Les inquiétudes des salariés de Ritleng Revalorisations paraissent légitimes tant les irrégularités constatées ces dernières années par l’inspection du travail sont nombreuses. Dans un rapport daté de septembre 2024, une inspectrice note tout d’abord la difficulté à effectuer un contrôle dans les conditions d’activité classiques de l’entreprise : « L’ensemble de la production était à l’arrêt pendant le contrôle ce qui ne nous a pas permis d’avoir une vision réelle des conditions de travail. » Un arrêt de l’activité qu’explique le délégué du personnel CGT Atef Labben : « Dès qu’il y avait quelqu’un de l’inspection qui entrait sur site, on recevait l’ordre de la direction, via nos talkies-walkies, d’arrêter toutes les installations. »

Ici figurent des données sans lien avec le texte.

Issue #302, opened 2025-06-16
Deprecate/remove `cuda_paths.py` entirely


leofang:
It is the implicit assumption that by the completion of #128 we'll rely on the Path Finder from `cuda.bindings` to find/load CTK components. It means this file will no longer be used:
https://github.com/NVIDIA/numba-cuda/blob/main/numba_cuda/numba/cuda/cuda_paths.py
We probably should add deprecation warnings asap.

rwgk:
xref: https://github.com/NVIDIA/cuda-python/issues/1036

I'm using that as a focal point to track the work on the cuda-python side.

brandon-b-miller:
Blocked by https://github.com/NVIDIA/cuda-python/issues/1157 currently

cpcloud:
Closing in favor of https://github.com/NVIDIA/cuda-python/issues/1036

PR #308, opened 2025-06-24
Use `pathfinder` for dynamic libraries

brandon-b-miller:
Towards https://github.com/NVIDIA/numba-cuda/issues/302

This PR switches to using `pathfinder` to locate `nvvm` and `nvrtc` within `numba-cuda`.

### DIFF
--- a/numba_cuda/numba/cuda/cuda_paths.py
+++ b/numba_cuda/numba/cuda/cuda_paths.py
@@ -32,7 +32,7 @@ def temporary_env_var(key, value):
         yield
     finally:
         if old_value is None:
-            del os.environ[key]
+            os.environ.pop(key, None)
         else:
             os.environ[key] = old_value
 
@@ -559,33 +559,49 @@ def _get_nvvm():
     # 2. If CUDA_HOME/CUDA_PATH are set, pathfinder would have found it - give up
     # 3. Use nvrtc's location to infer CUDA installation root
     # 4. Temporarily set CUDA_HOME and retry pathfinder
-
     # First, try pathfinder directly
     try:
         return pathfinder.load_nvidia_dynamic_lib("nvvm")
-    except pathfinder.DynamicLibNotFoundError:
-        pass
+    except pathfinder.DynamicLibNotFoundError as e:
+        nvvm_exc = e
+
+    def _raise_original(reason: str) -> None:
+        raise pathfinder.DynamicLibNotFoundError(
+            f"{reason}; original nvvm error: {nvvm_exc}"
+        ) from nvvm_exc
 
     # If CUDA_HOME or CUDA_PATH is set, pathfinder would have found libnvvm
     # based on the environment variable(s) - nothing more we can do
     if os.environ.get("CUDA_HOME") or os.environ.get("CUDA_PATH"):
-        raise pathfinder.DynamicLibNotFoundError
-
+        _raise_original("nvvm not found and CUDA_HOME/CUDA_PATH is set")
     # Try to locate nvrtc - this library is almost certainly needed if nvvm is needed (in the context of numba-cuda)
-    loaded_nvrtc = _get_nvrtc()
-
+    try:
+        loaded_nvrtc = _get_nvrtc()
+    except Exception as nvrtc_exc:
+        raise pathfinder.DynamicLibNotFoundError(
+            f"nvrtc load failed while inferring CUDA_HOME; original nvvm error: {nvvm_exc}"
+        ) from nvrtc_exc
     # If nvrtc was not found via system-search, we can't reliably determine
     # the CUDA installation structure
     if loaded_nvrtc.found_via != "system-search":
-        raise pathfinder.DynamicLibNotFoundError
+        _raise_original(
+            f"nvrtc found via {loaded_nvrtc.found_via}, cannot infer CUDA_HOME"
+        )
     # Search backward from nvrtc's location to find a directory with "nvvm" subdirectory
     cuda_home = _find_cuda_home_from_lib_path(loaded_nvrtc.abs_path)
     if cuda_home is None:
-        raise pathfinder.DynamicLibNotFoundError
-
+        _raise_original(
+            f"nvrtc path did not map to CUDA_HOME ({loaded_nvrtc.abs_path})"
+        )
     # Temporarily set CUDA_HOME and retry pathfinder
     with temporary_env_var("CUDA_HOME", cuda_home):
-        library = pathfinder.load_nvidia_dynamic_lib("nvvm")
+        try:
+            library = pathfinder.load_nvidia_dynamic_lib("nvvm")
+        except pathfinder.DynamicLibNotFoundError as exc:
+            raise pathfinder.DynamicLibNotFoundError(
+                f"nvvm not found after inferring CUDA_HOME={cuda_home}; "
+                f"original nvvm error: {nvvm_exc}"
+            ) from exc
         library.found_via = "system-search"
         return library
 


numba_cuda/numba/cuda/cudadrv/libs.py
```diff
@@ -90,6 +93,7 @@ def check_static_lib(path):
 
 
 def _get_source_variable(lib, static=False):
+    # remove? only used in test()
```
brandon-b-miller: Should we remove this function and `test()` below? `cuda_paths` also supports saying what the source of the loaded library is, such as if it's a wheel vs conda lib etc. Path finder treats this as an implementation detail.

We could always change it to just report the path without the source but its possible this function has proliferated a bit and is used for debugging out in the wild.

numba_cuda/numba/cuda/cudadrv/libs.py
```diff
@@ -67,7 +70,7 @@ def get_cuda_include_dir():
     Note that this does not list the `CUDA_INCLUDE_PATH` entry in user
     configuration.
     """
-
+    # CUDA headers
```
brandon-b-miller: These aren't a library but are still needed by numba, is this something `pathfinder` will support?

leofang:
@rwgk could you help review? (I can't add you as a reviewer for some reason)

numba_cuda/numba/cuda/cudadrv/libs.py
rwgk: Yes, that's the plan.

numba_cuda/numba/cuda/cudadrv/libs.py
rwgk: > Path finder treats this as an implementation detail.

A hint could be added to the `LoadedDL` type if that's useful. Do you think it will be?

`LoadedDL` reliably includes the absolute path, even if the library was loaded outside of path finder. The path is more conclusive and usually it's very obvious if it's from a wheel, conda, or full CTK installation.

rwgk (approved):
I don't have a lot of numba-cuda specific context, but what I see in this PR looks good to me.

numba_cuda/numba/cuda/cudadrv/libs.py
brandon-b-miller: Thanks, that's helpful context. I think the _best_ solution then would be one that maintains the current function, but decodes what the library source is on the numba side. I can take a whack at this and see how it looks.

numba_cuda/numba/cuda/cudadrv/libs.py
```diff
@@ -19,6 +19,7 @@
 from numba.cuda.cudadrv.driver import locate_driver_and_loader, load_driver
 from numba.cuda.cudadrv.error import CudaSupportError
 from numba.core import config
+from cuda.bindings import path_finder
```
leofang: @rwgk wouldn't this break once we make `pathfinder` a standalone module? (https://github.com/NVIDIA/cuda-python/pull/723)

rwgk: I was thinking not, because my intention is to keep the backward compatibility code for a `cuda_bindings` release or two.

I just saw @kkraus14 asked about adding a deprecation warning in that code (on NVIDIA/cuda-python#723): I'd don't think there is a rush to get rid of the few lines of backward compatibility code, therefore I'd lean towards making it easy for the world, by staging: one `cuda_bindings` release without deprecation warning, the next one or two `cuda_bindings` releases with warning, then remove the backward compatibility code.

(This is very similar to how features are deprecated in CPython.)

kkraus14: I'm good with the approach of phasing in the deprecation.

numba_cuda/numba/cuda/cudadrv/libs.py
gmarkall: If it's possible to keep the `test()` functionality I'd prefer that - it has been quite important for debugging in the past. For a lot of misconfigurations on peoples' systems, Numba-CUDA has not been the root cause of an issue but it is often the first place where a problem manifests, so it's been invaluable for showing people what the issue is and demonstrating that it's not just that "Numba-CUDA is broken". It's OK if the format of the output changes, but whatever information we can provide here from the CUDA pathfinder that provides parity with existing functionality will be helpful.

Also note that Numba will attempt to call it when producing sysinfo, so if it is removed entirely then it'll break numba sysinfo's (running `python -m numba -s` or `numba -s`) ability to show info about CUDA: https://github.com/numba/numba/blob/0c633b896526b039171c0f800df70320e1c61a53/numba/misc/numba_sysinfo.py#L381

rwgk: > but whatever information we can provide here from the CUDA pathfinder that provides parity with existing functionality will be helpful.

Ok, tx, I'll work on adding that in.

numba_cuda/numba/cuda/cudadrv/libs.py
ZzEeKkAa: +1 for this feature in `pathfinder`

brandon-b-miller:
Blocked on https://github.com/NVIDIA/cuda-python/issues/1157 for now

brandon-b-miller:
@kkraus14 @rwgk @leofang could you take another look at this when you get a chance? This moves us onto pathfinder for nvrtc (100% of the time) and nvvm (99% of the time, excepting system search which we fall back to)

numba_cuda/numba/cuda/cuda_paths.py
```diff
@@ -689,3 +514,49 @@ def _get_include_dir():
...
+            if nvvm.exists():
+                dl = pathfinder._dynamic_libs.load_nvidia_dynamic_lib.load_with_abs_path(
+                    "nvvm", nvvm, "system-search"
+                )
+                return dl
+        raise pathfinder.DynamicLibNotFoundError("nvvm not found")
+
+
+def _get_nvrtc():
+    return pathfinder.load_nvidia_dynamic_lib("nvrtc")
```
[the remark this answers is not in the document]
brandon-b-miller: Thanks, pathfinder doesn't need a custom system fallback for nvrtc, only nvvm.

numba_cuda/numba/cuda/cuda_paths.py
```diff
@@ -689,3 +514,50 @@ def _get_include_dir():
...
+    return _env_path_tuple(nvrtc.found_via, nvrtc.abs_path)
+
+
+def _get_nvvm_path():
+    nvvm = _get_nvvm()
+    return _env_path_tuple(nvvm.found_via, nvvm.abs_path)
+
+
+def _get_nvvm_system_path():
+    nvvm_lib_dir = get_system_ctk("nvvm")
```
rwgk: If `IS_WIN32` is true, this will always be `None` (see line 177 in this file; current state of this PR):

```python
def get_system_ctk(*subdirs):
    """Return path to system-wide cudatoolkit; or, None if it doesn't exist."""
    # Linux?
    if not IS_WIN32:
        # Is cuda alias to /usr/local/cuda?
        # We are intentionally not getting versioned cuda installation.
        result = os.path.join("/usr/local/cuda", *subdirs)
        if os.path.exists(result):
            return result
        return None
    return None
```

So the `IS_WIN32` tests in this function further down here will certainly by false.

numba_cuda/numba/cuda/cuda_paths.py
```diff
@@ -689,3 +514,50 @@ def _get_include_dir():
...
+        path_or_none = _get_nvvm_system_path()
+        if path_or_none is not None:
+            nvvm = pathlib.Path(path_or_none)
+            if nvvm.exists():
+                # TODO: Expose private cuda-python APIs
+                dl = pathfinder._dynamic_libs.load_nvidia_dynamic_lib.load_with_abs_path(
+                    "nvvm", nvvm, "system-search"
+                )
+                return dl
+        raise pathfinder.DynamicLibNotFoundError("nvvm not found") from e
```
rwgk: Here is an alternative implementation that avoids `get_system_ctk()`. It comes complete with a (Cursor-generated) unit test. I tested it interactively on Linux and Windows. Please copy out the meat, I believe you can plug it in here unchanged.

```python
"""
Alternative implementation for _get_nvvm() that avoids using get_system_ctk("nvvm").

This uses nvrtc's location to infer the CUDA installation root and temporarily
sets CUDA_HOME to help pathfinder find nvvm.
"""

import os
import pathlib
from contextlib import contextmanager

# These would be imported from cuda.bindings in the real implementation
try:
    from cuda import pathfinder
except ImportError:
    pathfinder = None
    print("Warning: cuda.bindings.pathfinder not available, using mock")


@contextmanager
def temporary_env_var(key, value):
    """Context manager to temporarily set an environment variable."""
    old_value = os.environ.get(key)
    os.environ[key] = value
    try:
        yield
    finally:
        if old_value is None:
            del os.environ[key]
        else:
            os.environ[key] = old_value


def _find_cuda_home_from_lib_path(lib_path):
    """
    Walk up from a library path to find a directory containing 'nvvm' subdirectory.

    For example, given /usr/local/cuda/lib64/libnvrtc.so.12,
    this would find /usr/local/cuda (which contains nvvm/).

    Returns the path if found, None otherwise.
    """
    current = pathlib.Path(lib_path).resolve()

    # Walk up the directory tree
    for parent in current.parents:
        nvvm_subdir = parent / "nvvm"
        if nvvm_subdir.is_dir():
            return str(parent)

    return None


def _get_nvrtc():
    """Get nvrtc library info via pathfinder."""
    if pathfinder is None:
        return None
    return pathfinder.load_nvidia_dynamic_lib("nvrtc")


def _get_nvvm():
    # Strategy:
    # 1. Try pathfinder directly
    # 2. If CUDA_HOME/CUDA_PATH are set, pathfinder would have found it - give up
    # 3. Use nvrtc's location to infer CUDA installation root
    # 4. Temporarily set CUDA_HOME and retry pathfinder

    # First, try pathfinder directly
    try:
        return pathfinder.load_nvidia_dynamic_lib("nvvm")
    except pathfinder.DynamicLibNotFoundError:
        pass

    # If CUDA_HOME or CUDA_PATH is set, pathfinder would have found libnvvm
    # based on the environment variable(s) - nothing more we can do
    if os.environ.get("CUDA_HOME") or os.environ.get("CUDA_PATH"):
        return None

    # Try to locate nvrtc - this library is almost certainly needed if nvvm is needed (in the context of numba-cuda)
    try:
        loaded_nvrtc = _get_nvrtc()
    except pathfinder.DynamicLibNotFoundError:
        return None

    # If nvrtc was not found via system-search, we can't reliably determine
    # the CUDA installation structure
    if loaded_nvrtc.found_via != "system-search":
        return None

    # Search backward from nvrtc's location to find a directory with "nvvm" subdirectory
    cuda_home = _find_cuda_home_from_lib_path(loaded_nvrtc.abs_path)
    if cuda_home is None:
        return None

    # Temporarily set CUDA_HOME and retry pathfinder
    with temporary_env_var("CUDA_HOME", cuda_home):
        try:
            return pathfinder.load_nvidia_dynamic_lib("nvvm")
        except pathfinder.DynamicLibNotFoundError:
            return None


# For testing without cuda.bindings
class MockDynamicLib:
    def __init__(self, name, abs_path, found_via):
        self.name = name
        self.abs_path = abs_path
        self.found_via = found_via


def test_find_cuda_home():
    """Test the directory walking logic."""
    import tempfile

    # Create a mock CUDA installation structure
    with tempfile.TemporaryDirectory() as tmpdir:
        cuda_root = pathlib.Path(tmpdir) / "cuda"
        lib64 = cuda_root / "lib64"
        nvvm = cuda_root / "nvvm"
        nvvm_lib64 = nvvm / "lib64"

        lib64.mkdir(parents=True)
        nvvm_lib64.mkdir(parents=True)

        # Create mock library files
        nvrtc_path = lib64 / "libnvrtc.so.12"
        nvrtc_path.touch()

        nvvm_lib = nvvm_lib64 / "libnvvm.so.4"
        nvvm_lib.touch()

        # Test finding CUDA_HOME from nvrtc path
        found_cuda_home = _find_cuda_home_from_lib_path(str(nvrtc_path))

        # Compare resolved paths to handle Windows short path names (e.g., RGROSS~1)
        expected = str(cuda_root.resolve())
        assert found_cuda_home == expected, (
            f"Expected {expected}, got {found_cuda_home}"
        )
        print(f"SUCCESS: Found CUDA_HOME={found_cuda_home} from nvrtc at {nvrtc_path}")

        # Test that the nvvm directory exists at the found location
        assert (pathlib.Path(found_cuda_home) / "nvvm").is_dir()
        print(f"SUCCESS: nvvm/ subdirectory exists at {found_cuda_home}/nvvm")


if __name__ == "__main__":
    print("Testing directory walking logic...")
    test_find_cuda_home()
    print("\nAll tests passed!")

    print("\n" + "=" * 60)
    print("Attempting to use actual pathfinder (if available)...")
    print("=" * 60)

    if pathfinder is not None:
        result = _get_nvvm()
        if result:
            print(f"SUCCESS: Found nvvm at {result.abs_path}")
            print(f"         Found via: {result.found_via}")
        else:
            print("Could not load nvvm")
    else:
        print("Skipping (pathfinder not available)")
```

numba_cuda/numba/cuda/cuda_paths.py
```diff
@@ -689,3 +529,93 @@ def _get_include_dir():
...
+    # Temporarily set CUDA_HOME and retry pathfinder
+    with temporary_env_var("CUDA_HOME", cuda_home):
+        try:
+            return pathfinder.load_nvidia_dynamic_lib("nvvm")
+        except pathfinder.DynamicLibNotFoundError:
+            return None
+
+
+def _get_nvrtc():
+    return pathfinder.load_nvidia_dynamic_lib("nvrtc")
```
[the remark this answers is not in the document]
brandon-b-miller: Pathfinder should cover all cases for `nvrtc`, thus if it can't find it, we want to propagate the error. This includes the system path, so, there shouldn't be any need to fall back to the inbuilt mechanism for invoking a system search.

numba_cuda/numba/cuda/cuda_paths.py
```diff
@@ -528,43 +400,11 @@ def get_cuda_home_include():
...
-    return _env_path_tuple(by, path)
-
-
 def get_cuda_paths():
     """Returns a dictionary mapping component names to a 2-tuple
     of (source_variable, info).
 
     The returned dictionary will have the following keys and infos:
-    - "nvvm": file_path
-    - "nvrtc": file_path
```
kkraus14, line 567: Did you mean to swap these and instead removed them? It seems like they're still in the dict

pyproject.toml
```diff
@@ -27,12 +27,14 @@ dependencies = ["numba>=0.60.0", "cuda-bindings>=12.9.1,<14.0.0", "cuda-core>=0.
 cu12 = [
     "cuda-bindings>=12.9.1,<13.0.0",
     "cuda-core>=0.3.0,<1.0.0",
+    "cuda-pathfinder>=1.3.1",
```
kkraus14: Restrict to `<2.0` as we may want to break the API in the future

pyproject.toml
```diff
@@ -27,12 +27,14 @@ dependencies = ["numba>=0.60.0", "cuda-bindings>=12.9.1,<14.0.0", "cuda-core>=0.
...
     # install nvcc for libNVVM
     "cuda-toolkit[cudart,nvcc,nvrtc,nvjitlink,cccl]==12.*",
 ]
 cu13 = [
     "cuda-bindings==13.*",
     "cuda-core>=0.3.2,<1.0.0",
+    "cuda-pathfinder>=1.3.1",
```
kkraus14: +1

kkraus14 (approved):

numba_cuda/numba/cuda/cuda_paths.py
brandon-b-miller: From a previous iteration - nice catch. Reverted.

numba_cuda/numba/cuda/cuda_paths.py
```diff
@@ -20,6 +23,20 @@
...
+@contextmanager
+def temporary_env_var(key, value):
+    """Context manager to temporarily set an environment variable."""
+    old_value = os.environ.get(key)
+    os.environ[key] = value
+    try:
+        yield
+    finally:
+        if old_value is None:
+            del os.environ[key]
```
rwgk: Minor, be very easy hardening:
```
            os.environ.pop(key, None)
```

When `temporary_env_var()` exits, it deletes the key if it didn't exist originally. If the code inside the context already removed the key, `del os.environ[key]` will raise `KeyError`. Using `pop(key, None)` is safer and preserves the intended behavior.

numba_cuda/numba/cuda/cuda_paths.py
```diff
@@ -689,3 +531,76 @@ def _get_include_dir():
...
+    # First, try pathfinder directly
+    try:
+        return pathfinder.load_nvidia_dynamic_lib("nvvm")
+    except pathfinder.DynamicLibNotFoundError:
+        pass
+
+    # If CUDA_HOME or CUDA_PATH is set, pathfinder would have found libnvvm
+    # based on the environment variable(s) - nothing more we can do
+    if os.environ.get("CUDA_HOME") or os.environ.get("CUDA_PATH"):
+        raise pathfinder.DynamicLibNotFoundError
```
rwgk: Oh, sorry, I forgot to replace the bare `raise` here when I worked on my previous suggestion.

The "happy path" is fine as is, but the error paths will produce potentially confusing exceptions.

I switched Cursor models to codex high, which gave me a deluxe version:

___

### Suggestion: preserve original `DynamicLibNotFoundError` with context

Right now the fallback branches raise a bare `DynamicLibNotFoundError`, which
drops the original context and makes debugging harder. A small refactor can
preserve the original `nvvm` error for “benign” exits while still using
`raise-from` for unexpected errors (e.g., failures while loading `nvrtc`).

```suggestion
def _get_nvvm():
    # Strategy:
    # 1. Try pathfinder directly
    # 2. If CUDA_HOME/CUDA_PATH are set, pathfinder would have found it - give up
    # 3. Use nvrtc's location to infer CUDA installation root
    # 4. Temporarily set CUDA_HOME and retry pathfinder

    # First, try pathfinder directly
    try:
        return pathfinder.load_nvidia_dynamic_lib("nvvm")
    except pathfinder.DynamicLibNotFoundError as nvvm_exc:
        pass

    def _raise_original(reason: str) -> None:
        raise pathfinder.DynamicLibNotFoundError(
            f"{reason}; original nvvm error: {nvvm_exc}"
        ) from nvvm_exc

    # If CUDA_HOME or CUDA_PATH is set, pathfinder would have found libnvvm
    # based on the environment variable(s) - nothing more we can do
    if os.environ.get("CUDA_HOME") or os.environ.get("CUDA_PATH"):
        _raise_original("nvvm not found and CUDA_HOME/CUDA_PATH is set")

    # Try to locate nvrtc - this library is almost certainly needed if nvvm is needed (in the context of numba-cuda)
    try:
        loaded_nvrtc = _get_nvrtc()
    except Exception as nvrtc_exc:
        raise pathfinder.DynamicLibNotFoundError(
            f"nvrtc load failed while inferring CUDA_HOME; original nvvm error: {nvvm_exc}"
        ) from nvrtc_exc

    # If nvrtc was not found via system-search, we can't reliably determine
    # the CUDA installation structure
    if loaded_nvrtc.found_via != "system-search":
        _raise_original(
            f"nvrtc found via {loaded_nvrtc.found_via}, cannot infer CUDA_HOME"
        )
    # Search backward from nvrtc's location to find a directory with "nvvm" subdirectory
    cuda_home = _find_cuda_home_from_lib_path(loaded_nvrtc.abs_path)
    if cuda_home is None:
        _raise_original(
            f"nvrtc path did not map to CUDA_HOME ({loaded_nvrtc.abs_path})"
        )

    # Temporarily set CUDA_HOME and retry pathfinder
    with temporary_env_var("CUDA_HOME", cuda_home):
        try:
            library = pathfinder.load_nvidia_dynamic_lib("nvvm")
        except pathfinder.DynamicLibNotFoundError as exc:
            raise pathfinder.DynamicLibNotFoundError(
                f"nvvm not found after inferring CUDA_HOME={cuda_home}; "
                f"original nvvm error: {nvvm_exc}"
            ) from exc
        library.found_via = "system-search"
        return library
```

That's a little bit on the overkill side. In the controlled/benign cases we could also simply `raise nvvm_exc`, to save a few lines for building the custom messages for each situation. Please pick and choose based on your judgment. The main idea is that we don't want to mask bugs, but also surface the original `nvvm_exc`.

brandon-b-miller: done in [b87fab2](https://github.com/NVIDIA/numba-cuda/pull/308/commits/b87fab22843a3864476c09cc700020b80ecdd873)

rwgk (approved):
Looks good to me!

Des salariés sans formation

L’entreprise de recyclage a été rappelée à l’ordre à plusieurs reprises sur les risques liés à l’amiante. Fin 2019, l’inspection du travail a constaté la présence de déchets amiantés dans des prélèvements du 13 et 14 novembre 2019. Cette détection oblige l’employeur à organiser « l’information et la formation à la sécurité des travailleurs susceptibles d’être exposés à l’action d’agents cancérogènes », selon l’article R4412-87 du Code du travail. Une obligation que ne respectait pas Ritleng Revalorisation au moment de cette inspection. Sur ordre de l’inspectrice du travail en charge du dossier, la direction de l’entreprise avait mis en place une formation au risque amiante en 2020.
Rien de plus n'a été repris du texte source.